In the embodiment of figure 2, the displacement of the cylinder liner 6 is monitored. However, the linear encoder 3 could also be configured to monitor displacement of many other components. For instance, the displacement of the cylinder head 8 in relation to the engine block 7 could be monitored. Also, dis- placement of a gas exchange valve, i.e. an intake valve or an exhaust valve in relation to the cylinder head 8 could be monitored. This would have the advantage that the same linear encoder could also monitor valve lift. A linear encoder could also be arranged to monitor displacement of a fuel injector or a water injector in relation to the cylinder head 8. Alternatively, displacement of a starting valve or a safety valve in relation to the cylinder head 8 could be monitored.

Figure 3 shows a pressure monitoring arrangement according to another embodiment of the invention. In this embodiment, deformation of a cylinder liner 6 is monitored instead of displacement of the cylinder liner 6. A linear encoder 3 is arranged to monitor the length of the circumference of the cylinder liner 6. A band 9 is arranged around the cylinder liner 6. The band 9 has a first end 9a and a second end 9b. The first end 9a of the band 9 is fixed to the cylinder liner 6. The linear encoder 3 comprises a read head 3a and a scale 3b. The linear encoder 3 can be similar to the encoder 3 used in the embodiment of figure 2. The scale 3b is attached to the second end 9b of the band 9. The scale 3b thus moves together with the band 9. The read head 3a is attached to the cylinder liner 6. A resilient member 10 is attached to the second end 9b of the band 9 and configured to pull the second end 9b towards the first end 9a of the band 9. The resilient member 10 can be, for instance, a spring or a strip of elastic material. In the embodiment of figure 3, one end of the resilient member 10 is attached to the first end 9a of the band 9. However, the resilient member 10 could also be attached to the cylinder liner 6.

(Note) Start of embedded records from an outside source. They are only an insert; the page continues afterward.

Issue #1194, opened 2026-07-23
golf_hub persistence: restart survival now, horizontal scaling later


aaylward:
Research + plan for taking golf_hub (#1187) from all-in-memory to a persistence story that enables horizontal scaling. Written against the phase-4 deploy shape (single container behind Caddy, compose stack, one_d4's postgres 18 already running).

## What actually blocks scaling out

golf_hub holds four kinds of state, and they fail differently when a second instance appears:

1. **Credentials** (`TicketVault`): single-use tickets (30s) and resume tokens (24h), in-memory. With N instances, `POST /games/v2/session` can mint on instance A and the WebSocket dial can land on B, which has never seen the ticket. Breaks immediately, even with sticky LB, because the mint is a separate HTTP request from the upgrade.
2. **Rooms, membership, stats** (`HubHandler::rooms_` etc.): small relational data. A room created on A is invisible on B — permalinked game codes stop working the moment there are two instances.
3. **Game state** (`GameEntry::state`, the engine's `GameState`): the full truth including deck order and unrevealed cards. Immutable value type with pure transitions — no serialization exists today.
4. **Live fan-out** (`SessionRegistry`): sockets are process-local. A move processed where the game lives must reach players whose sockets live elsewhere. This is the only piece that needs a *bus*, not just a store.

Two adjacent facts worth keeping in frame:

- **Restarts already lose everything.** Every deploy kills live games and forgets all resume tokens (v1 has the same flaw — its JWT secret rotates on restart). Persistence buys restart survival long before a second instance exists, and that's the more immediate win: deploys stop being player-visible events.
- **The reconnect story gets better, not worse.** Today grace timers die with the process. With state external, a player whose instance died can resume anywhere.

### A. Postgres as system of record + `LISTEN/NOTIFY` fan-out — recommended

Schema sketch (own database + role on the existing postgres instance; migrations via a small in-service runner, the pattern one_d4 already tests):

- `resume_tokens(token_hash, player_id, expires_at)`; `tickets(ticket_hash, player_id, expires_at)` — spend = single-row `DELETE ... RETURNING`, which is exactly the single-use semantic, now cross-instance.
- `rooms(room_id)`, `room_members(room_id, player_id, connected, games_played, games_won, total_score)`.
[...]

PR #1320, opened 2026-08-07
one_d4 + 1d4.net: refuse unscoped player aggregates, correct the storage docs, add a /mcp page (#1313 items 14–15, #1321)

aaylward:
Three issues, all one_d4-adjacent: two backend/doc corrections from #1313 and the new `/mcp` page from #1321.

## #1313 item 14: the unguarded-aggregate footgun

A `player` only narrows a query through the participation guard, and the guard only fires when a perspective field is in play — it exists to repair the `CASE` expressions ("not white" means "black"), not to filter. On `/v1/query` that is harmless: the rows carry usernames, so a caller who expected one player's games sees strangers in the first result. An aggregate has no such tell:

```
player: hikaru, query: 'num.moves >= 0', group_by: ["opening_family"]
```

— the natural MCP call for "hikaru's most common openings" — returned **the whole corpus's** openings under a heading that reads as hikaru's, and nothing in the response revealed it. Now rejected (400).

**Where the rule lives.** In `SqlCompiler`, at both aggregate entry points — not the API validator. `IndexerFacade` (the MCP path, where an assistant phrases the request most naturally) never touches `AggregateController`, and the totals query runs separately on the truncation path. The compiler is the only layer both callers share, and it already knows `perspective.used`, which an API-layer check would re-derive by duplicating the perspective roster.

**What still compiles.** A filter that *cannot match another player's game* counts as scoping. That test is checked, not assumed, which makes the cases deliberately asymmetric: `AND` scopes if any conjunct does, `OR` only if every branch does, `NOT` never does, only `=` pins a value, an `IN` list scopes only when every alternative is the player, and the name must *be* the named player (case-folded). Naming no player is untouched. `/v1/query` keeps its permissive semantics, now stated in CHESSQL.md rather than only pinned in a test.

**Blast radius: empty.** Every existing `compileAggregate(..., player)` call site uses a perspective field; `1d4_web` never calls `/v1/aggregate`.

## #1313 item 15: storage docs

The one_d4 README described the deployed indexer as H2 file storage at `/data/indexer` with copy-the-`.mv.db` instructions. It has run PostgreSQL since #1194 (`one_d4_postgres`, volume `one_d4_pgdata`, URL from `/etc/one_d4/db_config`) — replaced with the `psql`/`pg_dump` path against the user and database Compose actually creates. ROADMAP's disk-cap item justified itself with the `one_d4_data` volume that no longer exists and a "once the indexer uses PostgreSQL" note that has since happened; rewritten as what's left (a host-level quota on `one_d4_pgdata`).

The mcpserver README now records that its in-process indexer really does take the in-memory H2 default — `INDEXER_DB_URL` is the only source `McpModule` reads, and Compose sets none — so its index is per-process and empty at boot. Pointing it at the shared corpus would give MCP indexing tools write access to production data: a deliberate deployment decision, deferred rather than quietly made.

## #1321: the /mcp page

The issue asked that three questions be **settled before writing the page**. Answered by connecting to the deployed endpoint rather than reading the code:

- **Transport.** Plain JSON-RPC 2.0 over a single `POST /mcp`. No SSE stream (`GET /mcp` answers 200 with an empty body), no `Mcp-Session-Id`, and `notifications/initialized` is unimplemented — it answers `-32601`, to a notification that per JSON-RPC should draw no response at all. **No standard MCP client transport connects as deployed.** The page says so plainly instead of shipping a config that would not work; the `curl` recipe it gives is verified against the live server.
- **Auth.** An unauthenticated `tools/list` returns 200 with results, so the deployment runs open. README and Compose agree — no mismatch to discover on a public page.
- **CORS.** No `access-control-*` headers on `mcp.1d4.net`, confirming the page must be documentation, not an interactive client.

The page covers the roster, the index-first ordering (the one thing a newcomer gets wrong), the connection caveat, a worked example, and a pointer to `/query` for ChessQL. Route and nav link follow the existing three exactly; `wrangler.toml` already handles SPA deep links and `1d4_web` has no Bazel targets, so neither needed work.

**The table cannot rot silently** — the issue's own "interesting test". `mcp_tools.json` is the contract: `McpToolRegistryContractTest` asserts the server's registry matches it, built from `McpModule`'s own factory rather than a copy of the list, and `McpView.test.tsx` asserts the page matches the same file. Verified by adding a phantom tool and watching both ends fail.

## Tests

- **Aggregate refusal** at three levels, each pinning that no query ran: compiler (`SqlCompilerTest` — a table of five refused shapes, each with the reason it admits strangers), endpoint (`AggregateControllerTest`), MCP facade (`IndexerFacadeAggregateTest` — the path the endpoint test cannot reach). **Six mutations, six kills**: dropping the check, `NOT` recursing, the `=` check, the value check, `OR`→`anyMatch`, `AND`→`allMatch`, `IN`→`anyMatch`.
- **/mcp page**: roster matches the server contract, every row carries a summary, the index-first ordering and the transport caveat are present, and the route renders with its nav link active.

The read head 3a of the linear encoder 3 monitors the position of the scale 3b. As the diameter of the cylinder liner 6 increases due to increased cylinder pressure, the circumferential length of the cylinder liner 6 increases. Since the first end 9a of the band 9 is attached to the cylinder liner 6, the expansion of the cylinder liner 6 moves the second end 9b of the band 9 away from the first end 9a. The scale 3b of the encoder 3 moves together with the band 9 and the movement is detected by the read head 3a. As the cylinder pressure drops, the circumferential length of the cylinder liner 6 decreases and the force of the resilient member 10 moves the second end 9b of the band 9 again towards the first end 9a of the band 9. On the basis of the monitoring of the position of the scale 3b in relation to the read head 3a, the cylinder pressure can be determined in a control unit (not shown in figure 3). The relation between the cir- cumferential length of the cylinder liner 6 and the cylinder pressure can be determined, for instance, experimentally. Compared to the embodiment where displacement of a cylinder liner 6 is monitored, an advantage of this embodiment is that the movement of neighboring cylinder liners 6 does not disturb the monitoring. Compared to a solution where deformation of a cylinder liner 6 is monitored using a strain gage extending over a small portion of the perimeter of the cylinder liner 6, better resolution can be achieved in this embodiment, since the length of the whole perimeter of the cylinder liner 6 is measured. The resilient member 10 is not a necessary element, but the band 9 can be preten- sioned such that the shape of the band 9 follows changes in the diameter of the cylinder liner 6. The band 9 and the linear encoder 3 are preferably arranged close to the cylinder head end of the cylinder liner 6 to allow pressure monitoring also when the piston is at a top dead center position.

It will be appreciated by a person skilled in the art that the invention is not limited to the embodiments described above, but may vary within the scope of the appended claims.